Additionally, what happens when we want to correlate these logs with tens of other systems?
I guess I don't agree that distributed log analysis simplifies the problem any more than centralized log analysis does. If the primary concern is cost, then you can save equivalent amounts of money with a different lifecycle policy for centralized logs.
EDIT: Btw, don't get me wrong, you are asking the right questions that HubSpot's performance team should be asking. The first phase of a cost savings program should observe benefits against cost, or stated another way, requirements vs cost. You're asking the right question, i.e., uhm, how do we actually use this data after we log it? I find it striking that this cost analysis didn't say anything about the end-user's use cases or benefits. Sure, we can optimize a system and save 40% the cost, but what if no one is using the system? Then we could save 100% the cost.
Setting aside that the human time required for the investigation was probably close to $40-50, it was still not a slam dunk to get the business to shrink retention to a few days for critical debug.
I get that modern tech companies log every movement and interaction a user has with an app, far beyond any amount that is reasonable, but surely at some point you can go “we probably don’t need this”.
It shouldn’t be a matter of “let’s compress the logs”, it should be a “are we even using these logs”.
At 20% of storage costs, the should makes a lot of sense to focus on. Once it becomes 1% of storage costs it’s maybe not as problematic though. The magnitude to which, “let’s compress the logs” changes how much something like “am I logging too much” matters is important. Taking it to the absurd, if logging storage were free why not retain all logs. And if logging is cheap, why invest in complicated guardrails for what qualifies as important logs.
A specific consideration for us is organizational inertia. We have a lot of teams using infrastructure in a lot of ways both intended and unintended. One thing, for better or worse, that has been emphasized for us is developer velocity. Which includes things like abstracting “do I need to log this” from most engineers. We have some guardrails to alert if you do some egregious volume.
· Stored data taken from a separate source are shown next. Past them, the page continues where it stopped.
PR #5051, opened 2026-06-09
fix(desktop): persist backend port across restarts to preserve localStorage (#4733)

### LINKED ISSUE #4733: [Feature]: windows桌面版重启后希望显示上次关闭时所用的智能体及对话
## QwenPaw Version
[Bug]: 1.19版本weindows桌面版，每次重启后，显示的智能体，不是上一次关闭时候的智能体以及对于的对话session
这种设计就比较奇怪

wangfei010313:
### Problem

On Windows desktop, restarting QwenPaw always resets the selected agent to CloudPaw-Master, regardless of what the user was using before closing. (#4733)

### Root Cause

The desktop app allocated a random port on every launch. Since `localStorage` is isolated by origin (protocol + host + port), each restart created a new origin, losing all client-side state. The CloudPaw plugin then treated every restart as a first install and overrode the agent to CloudPaw-Master.

### Solution

**Port Persistence (**`**qwenpaw/utils/port.py**`**)**
Extracted a shared port persistence module used by both CLI and Tauri entry points:

- `get_stable_port(port_file, host)` → returns `(port, socket)` tuple
- Reuses the previous port from `WORKING_DIR/desktop_port` if available
- Falls back to random port if occupied, persists new port
- **Atomic write**: uses `tempfile` + `os.replace()` to prevent corruption on crash
- **Platform-aware binding**: `SO_EXCLUSIVEADDRUSE` on Windows (prevents false-positive with `SO_REUSEADDR`), `SO_REUSEADDR` on POSIX (for `TIME_WAIT` rebinding)

**TOCTOU Mitigation**

- **Tauri (**`**entry.py**`**)**: Pre-bound socket passed directly to `uvicorn.Server.run(sockets=[...])` — zero TOCTOU window
- **CLI (**`**desktop_cmd.py**`**)**: Socket held open until immediately before `subprocess.Popen()`, minimizing the race window to near-zero

**Defense-in-Depth (**`**cloudpaw/ui/src/index.ts**`**)**
Guard in `ensureDefaultAgent()`: if existing agent selection data is found in `localStorage`, skip the first-install override — even if the port persistence fails for any reason.

### How It Works

- **First launch**: Random port allocated → saved to `~/.qwenpaw/desktop_port`
- **Subsequent launches**: Read port file → bind same port → same origin → `localStorage` preserved
- **Port conflict**: If previous port is occupied → fallback to random → save new port

### Files Changed

| File | Description |
| ------ |------ |
| `src/qwenpaw/utils/port.py` | New — shared port persistence module (atomic write, platform-aware binding) |
| `src/qwenpaw/cli/desktop_cmd.py` | Use `get_stable_port()`, hold socket until subprocess spawn, add `storage_path` for WebView2 |
| `src/qwenpaw/tauri/entry.py` | Use `get_stable_port()`, pass pre-bound socket directly to uvicorn |
| `plugins/bundle/cloudpaw/ui/src/index.ts` | Guard against overriding existing agent selection |

### Testing & Verification

- **20 unit tests** (edge cases: invalid file, occupied port, out-of-range, atomic write failure)
- **Manual E2E**: Switch to Default agent → close → restart → still on Default agent
- All pre-commit checks pass (`mypy`, `black`, `flake8`, `pylint`)

**Manual E2E Verification:**

- Start desktop → switch to Default agent → chat → close
- Restart →  Still on Default agent with previous chat visible
- Repeat with other agents (QA Agent, etc.) →  Selection persists
- Kill another process occupying the port → restart →  Gracefully falls back to new port

**Local Verification Evidence:**

```bash
pre-commit run --all-files
# [paste summary result]

pytest
# [paste summary result]
```

### Related Issue

Fixes #4733

### Type of Change

[x] Bug fix
[ ] New feature
[ ] Breaking change
[ ] Documentation
[x] Refactoring

### Component(s) Affected

[x] Core / Backend
[x] Console (frontend web UI)
[x] CLI
[ ] Channels / Skills / Docs / Tests / CI/CD


tests/unit/tauri/test_port_persistence.py
```diff
@@ -0,0 +1,125 @@
+# -*- coding: utf-8 -*-
```
rayrayraykk: remove this

tests/unit/cli/test_desktop_port_stability.py
```diff
@@ -0,0 +1,79 @@
+# -*- coding: utf-8 -*-
```
rayrayraykk: remove this

rayrayraykk (changes requested):
### Overall

The approach is sound: the root cause is that a random port on every launch changes the `localStorage` origin, and the fix correctly persists and reuses the port. The CloudPaw defense-in-depth guard is well-designed. However, there's **one bug that should be fixed** before merge, plus a few suggestions.

---

### Bug: TOCTOU Race in `_get_stable_port()` (desktop_cmd.py)

The port availability check binds → listens → **closes the socket** → returns the port number:

```python
with socket.socket(...) as sock:
    sock.setsockopt(socket.SOL_SOCKET, socket.SO_REUSEADDR, 1)
    sock.bind((host, last_port))
    sock.listen(1)
# socket is closed here, port is released
return last_port  # ← between here and uvicorn's actual bind, another process can grab the port
```

**Compare with `tauri/entry.py`**: `_try_bind_port()` returns the socket object itself and passes it directly to `uvicorn.Server.run(sockets=[...])` — the port is never released, so there's no race window.

**Suggestion**: `_get_stable_port()` should also return the socket (or at minimum, not close it before returning). If pywebview doesn't accept a pre-bound socket, at least document the race and drop the `listen()` call to minimize the window.

---

### Code Duplication

Port persistence logic is implemented twice with different styles:
- `desktop_cmd.py`: everything in a single `_get_stable_port()` function
- `tauri/entry.py`: factored into `_read_last_port()` / `_write_port_file()` / `_try_bind_port()`

**Suggestion**: Extract the three helpers into a shared module (e.g. `qwenpaw.utils.port`) and reuse from both entry points. This would also make it easier to fix the TOCTOU issue in one place.

---

### Non-atomic Port File Write

```python
with open(port_file, "w", encoding="utf-8") as fh:
    fh.write(str(port))
```

If the process crashes between truncation and close (or on power loss), the file can end up empty or corrupted. `_read_last_port()` handles `ValueError` gracefully so this degrades to a random port — not a crash — but since the project already has `_atomic_write_json` (tempfile → fsync → `os.replace`) in `session.py`, it would be easy to use the same pattern here.

**Severity**: Low (graceful degradation to random port)

---

### Copilot Review Comments — Assessment

Copilot left 4 inline comments. Here's my take on each:

| # | Copilot's claim | Verdict |
|---|---|---|
| 1 | `_try_bind_port()` doesn't call `listen()` | **False positive** — line 148 explicitly has `sock.listen(1)` |
| 2 | Docstring says `~/.qwenpaw/desktop_port` but `WORKING_DIR` is configurable | **Valid** — docstring should say `WORKING_DIR/desktop_port` |
| 3 | Port check in desktop_cmd lacks `SO_REUSEADDR` | **False positive** — line 131 sets `SO_REUSEADDR` |
| 4 | `_get_stable_port()` is untested | **False positive** — `test_desktop_port_stability.py` has 5 test cases covering it |

---

### CloudPaw Guard — Looks Good

```typescript
const existingLastUsed = localStorage.getItem(LAST_USED_KEY);
const existingStorage = localStorage.getItem(STORAGE_KEY);
if (existingLastUsed || existingStorage) {
    localStorage.setItem(FIRST_INSTALL_KEY, "true");
    return;
}
```

Good defense-in-depth: even if port persistence fails for some reason, as long as `localStorage` happens to survive (e.g. Tauri with persistent WebView2 profile), the user's agent selection won't be overwritten. Re-persisting `FIRST_INSTALL_KEY` prevents this check from running on every subsequent launch.

---

### Test Coverage

Tests are thorough:
- `test_desktop_port_stability.py`: 5 cases covering first launch, reuse, occupied-port fallback, invalid file, out-of-range port
- `test_port_persistence.py`: covers `_read_last_port` / `_write_port_file` / `_try_bind_port` edge cases

---

### Summary

| Issue | Severity | Action |
|-------|----------|--------|
| `_get_stable_port` TOCTOU race | **Medium** | Return socket instead of port number, or unify with tauri's pattern |
| Port logic duplicated in two files | **Medium** | Extract shared module |
| Non-atomic port file write | **Low** | Use `tempfile + os.replace` |
| Docstring path description inaccurate | **Low** | Change to `WORKING_DIR/desktop_port` |

Core approach is correct. I'd suggest fixing the TOCTOU race and deduplicating the port logic before merging.

jinglinpeng (commented):
**Windows `SO_REUSEADDR` semantics**: on Windows, binding with `SO_REUSEADDR` can succeed even when another process is actively listening on the port (your own tests work around this with `SO_EXCLUSIVEADDRUSE` on the blocker). Since Windows is the target platform here, the probe/bind should use `SO_EXCLUSIVEADDRUSE` on Windows and keep `SO_REUSEADDR` only on POSIX (for TIME_WAIT).

src/qwenpaw/utils/port.py
```diff
@@ -0,0 +1,132 @@
...
+        if reused_socket:
+            logger.info("Reusing previous desktop port %d", last_port)
+            return last_port, reused_socket
+        logger.info(
+            "Previous port %d unavailable, falling back to random",
+            last_port,
+        )
+
+    port = find_free_port(host)
+    logger.info("Allocated new desktop port %d", port)
```
rayrayraykk: Use Debug.

zhijianma (approved):

rayrayraykk (approved):

PR #5062, opened 2026-06-10
fix(e2e): handle text-based empty state in token usage test

yutai78786:
## Summary

Fix `test_token_usage_overview` failure in nightly E2E ([run #27229106431](https://github.com/agentscope-ai/QwenPaw/actions/runs/27229106431)).

In a clean environment with no token usage data, the page renders plain text (e.g. "No token usage data") instead of an Ant Design `Empty` component or `<table>`. The test was only checking for component-based empty states, so both `has_table` and `has_empty` were false.

Added a scoped fallback: when neither table nor empty component is found, check the main content area for token-usage-specific empty-state text before asserting.

## Test plan

- [x] Verified the fix handles the clean-env scenario (no data → text-based empty state → pass)
- [x] Existing table/component paths are unchanged


yutai78786:
Closing — should validate in fork CI first before submitting upstream.

PR #1506, opened 2026-06-02
scoped const semantic token fix

### LINKED ISSUE #1494: Wrong semantic tokens for constants defined in scope without explicit type
```odin
TRUE :: bool(true) // @lsp.type.variable.odin

some_proc :: proc () {
    TRUE :: bool(true) // @lsp.type.type.odin
}
```
Happens both for `Type(val)` and `Type{val}`

thetarnav:
Fixes #1494 and the `max_u32 :: max(u32)` hover case by unifying a bit how local and global resolving works.


BradLewis:
Thanks!

PR #1512, opened 2026-06-09
Support fake methods with proc aliases

### LINKED ISSUE #1018: Proc aliases are not included in fake methods
```odin
Thing :: struct {a, b: int}

thing_foo :: proc (t: ^Thing) {}
thing_bar :: thing_foo

thing: Thing

thing. /* autocomplete: (with fake methods enabled)
 - a
 - b
 - thing_foo
    < should also include thing_bar
*/
```

Similar: #485

### LINKED ISSUE #1486: Fake Methods not working correctly with procedure aliases
Fake methods are not being detected when they are aliased by a separated module, here is a small example:

- `core/math/math.odin`: Considering a simple rect struct with a function to return its area
```odin
package math

Rect :: struct {
    width: f32,
    height: f32,
}

rect_area :: proc(r: Rect) -> f32 {
    return r.width * r.height
}
```

- `core/core.odin`: Then a parent module, defines an alias for the `rect_area` function
```odin
package core

import "math"

Rect :: math.Rect
rect_area :: math.rect_area
```

This way the rect_area method doesn't show up when using in `main.odin`:

Image

But if instead of aliasing the `rect_area` function i do this in `core/core.odin`:
```odin
rect_area :: proc(r: Rect) -> f32 {
    return math.rect_area(r)
}
```

It shows up correctly:

Image

However, if I create another alias (or even a function wrapper), the auto completion will use the function from the `core` package instead of the local one.

Image

thetarnav:
closes #1018
closes #1486

\+ made the `expect_completion_labels` error output nicer to read.

### DIFF
--- a/src/server/collector.odin
+++ b/src/server/collector.odin
@@ -504,6 +504,45 @@ get_or_create_package :: proc(collection: ^SymbolCollection, pkg_name: string) -
 }
 
 /*
+	Collects a fake method from an alias if references a proc.
+*/
+collect_alias_method :: proc(collection: ^SymbolCollection, symbol: Symbol, visited: ^map[^Symbol]struct {}) {
+
+	pkg := &collection.packages[symbol.pkg]
+	value := symbol.value.(SymbolGenericValue)
+
+	resolved: ^Symbol
+	#partial switch v in value.expr.derived {
+	case ^ast.Ident:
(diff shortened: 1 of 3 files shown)


BradLewis:
Thanks! That's a much nicer output for the errors. Going to make it so much easier to scan what's missing.

PR #1513, opened 2026-06-11
fix: add missing Haiku OS case to fix compilation with latest dev compiler

Marineseeker:
### Description
The latest nightlies/dev versions of the Odin compiler introduced the `.Haiku` member to `runtime.Odin_OS_Type`. This caused `os_enum_to_string` (which is an enumerated array) to fail compilation due to an unhandled case.

This PR adds the missing `.Haiku` enum case and its corresponding string mappings to `src/server/build.odin`, allowing OLS to be successfully compiled using the latest Odin compiler.

### DIFF
--- a/src/server/build.odin
+++ b/src/server/build.odin
@@ -28,9 +28,8 @@ platform_os: map[string]struct{} = {
 	"wasi"    = {},
 	"wasm"    = {},
 	"netbsd"  = {},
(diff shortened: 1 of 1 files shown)


BradLewis:
Haiku was removed recently, not added. You'll need to either update your Odin version or use a pinned release of ols.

I think we do often opt for non-invasive infra solutions first because they have much shorter delivery times and less risk of stalling on long-tail outliers. They avoid very expensive organizational costs of buy in and team-level migration. I’m not suggesting this is the best organizational model, but it also transcends one team’s influence.
That ends up circling back around to the start of the problem. If we can transparently reduce the cost burden of some heavily-used internal infrastructure within the same relative magnitude of applying a paradigm shift on the usage of the same internal infrastructure, the former wins out.
I'm looking forward to the next post.
If each service has a unique IAM role, which it definitely should do, wouldn’t you be able to track this via a combination of cloudtrail and proper resource tags?
The post fails to mention this system is also tracking internal data dimensions like customer ids, such that we can also use this sampled data to estimate the cost of customers (and joining that with tiers of customers, and so forth).
I'm also not sure if that would allow us to attribute the cost of our datastore utilizations since those are not AWS-hosted versions but ones we run ourselves. The traffic interception lets us be able to say that Application A is using 75% of database cluster XYZ, and therefore that application/product group are most likely responsible for that share of how much the database costs.
The last thing I'll mention is that CloudTrail has the potential to be expensive on its own, I believe at least moreso than us storing the raw data in S3 for something like Athena to read. I don't think I'll be writing about it, but we've also done work this last year to trim down what we track in CloudTrail due to the cost of events (for example tracking everything in S3 ends up being pretty expensive).
Is this always true? Typically the shared resources you care about are CPU, memory and disk. I would say an application issuing fewer, much heavier queries is using the shared resource more than an application that issues more really simple queries. And this doesn’t correlate much to disk usage right?
There isn’t really a good solution to this. You can use a combination of query sampling and per-app databases to correlate this better.
Great post though, this is something we’ve been dealing and experimenting with recently.
Also is not clear to me how intercepting calls helped you to figure out the offending services?
As for the call sampling/interception, that did not factor into discovering the high cost buckets in the logging case study. It was mostly relevant to generally describing how we track costs and it ends up being useful in other scenarios. For example it could be used to assess the estimated unit economics of customers subscribed into a specific product tier.
We also have the death star microservice model, so even relatively simple attribution can be helpful when you want to run a query like “for my team which owns 30 applications, tell me the monthly attributed cost grouped by resource” and that will be able to return all the associated database and cloud costs.